Wednesday, November 12, 2008

don't call it a comeback



Q-Tip: I can't really decide whether this return of the Q is really something worth heralding, or is just the forces of nostalgia leaving their ripples. I was really more of a Public Enemy and De La Soul guy than I was an A Tribe Called Quest guy back then. Tribe always struck me as trying too hard, not having the substance of the aforementioned groups nor the crossover pop appeal of Arrested Development.

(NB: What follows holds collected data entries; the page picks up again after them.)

PR #228, opened 2020-12-30
Fix "no-floating-promises" violations

hensom:
This change adds support for the "no-floating-promises" lint check.
Adding this check required the commandline tslint to explicitly
specify the project, which is required to enable type checking.

Without this change, simply adding the lint check would result in the
following warning:

 - Warning: The 'no-floating-promises' rule requires type information.

I also fixed all existing violations in the codebase.


hensom:
@googlebot I signed it!

PR #209, opened 2020-08-12
Code completion

alexfrasson:

PR #246, opened 2021-09-22
Code completion (review comments addressed)

coeuvre:
Based on #209. Addressed the review comments.


coeuvre:
@alexfrasson I have forked your patch in #209, addressed the review comments and created this PR. If you are OK with this, please reply with `@googlebot I consent`. Thanks!

philwo:
I'm manually overriding the CLA check for this PR, because
- this PR consists of three unmodified commits by @alexfrasson from https://github.com/bazelbuild/vscode-bazel/pull/209/commits for which we already have a signed CLA
- the other two comments are from @coeuvre who is a Googler, so the CLA doesn't apply.

@coeuvre I think we are good to merge this.

PR #253, opened 2021-10-29
Install missing packages to satisfy build.sh

fweikert:
Progress towards https://github.com/bazelbuild/vscode-bazel/issues/252


jmhodges:
I fixed those permission errors in #258 with a small change to `scripts/build.sh`. If you include that, you should be able to update your PR successfully.

jfirebaugh:
This seems to be fixed. `vsce package` currently completes without error.

PR #256, opened 2022-01-01
upgrade path-parse explicitly

jmhodges:
Any other changes to packages.json adds a downgrade (for some reason) to
path-parse 1.0.6 to the packages-lock.json. That's not ideal and, on top
of that, 1.0.6 has a vulnerability in it.
https://github.com/advisories/GHSA-hj48-42vr-x3v9
    
To prevent that from happening, we upgrade to 1.0.7 explicitly in the
lockfile.

### DIFF
--- a/package-lock.json
+++ b/package-lock.json
@@ -1,11 +1,12 @@
 {
     "name": "vscode-bazel",
-    "version": "0.4.1",
+    "version": "0.5.0",
     "lockfileVersion": 2,
     "requires": true,
     "packages": {
         "": {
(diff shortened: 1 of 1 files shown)


jmhodges:
This downgrade seems to happen anytime you run `npm install` at all.

jmhodges:
Oh, I've also had to include #258 in order to get the CI past the pbjs and pbts permission problems.

jfirebaugh (approved):
Thanks!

This record is nice enough grooving in the background of the work day, but it's not-sucking does not a heralded triumph make.

Conor Oberst and The Mystic Valley Band, live at Washington, DC's 9:30 Club via NPR
I looooved Bright Eyes' Casadaga, I thought it was the runaway album of the year last year, and maybe I am the only person to believe this. There is a Madonna-like love-to-hate-him aura about Conor Oberst, but in my thinking, he is at least trying. Most groups sound liek they are operating on a random array of presets - when Oberst is is ripping off Dylan or The Band or the Dead or Springsteen, at least its a conscious, deliberate move. This live recording sounds like a million archived hippie rollings of thunder, in that it has that same sense of nurtures informality and amber glow of congeniality radiating from it. Conor maybe retreading sacred ground for some, byut for me I'm glad someone I like is keeping up the trails.

Juana Molina's music, I love without question. Tidy warm mixes of acoustic and technological strategies. Un Dia seems to be deeper into the machine than her other albums, but is still heavenly whispering. Like Animal Collective if they were and Argentiniean woman and had already been famous (Molia was a popular TV actress in Argentina) , like Bjork if things were dialed back a little.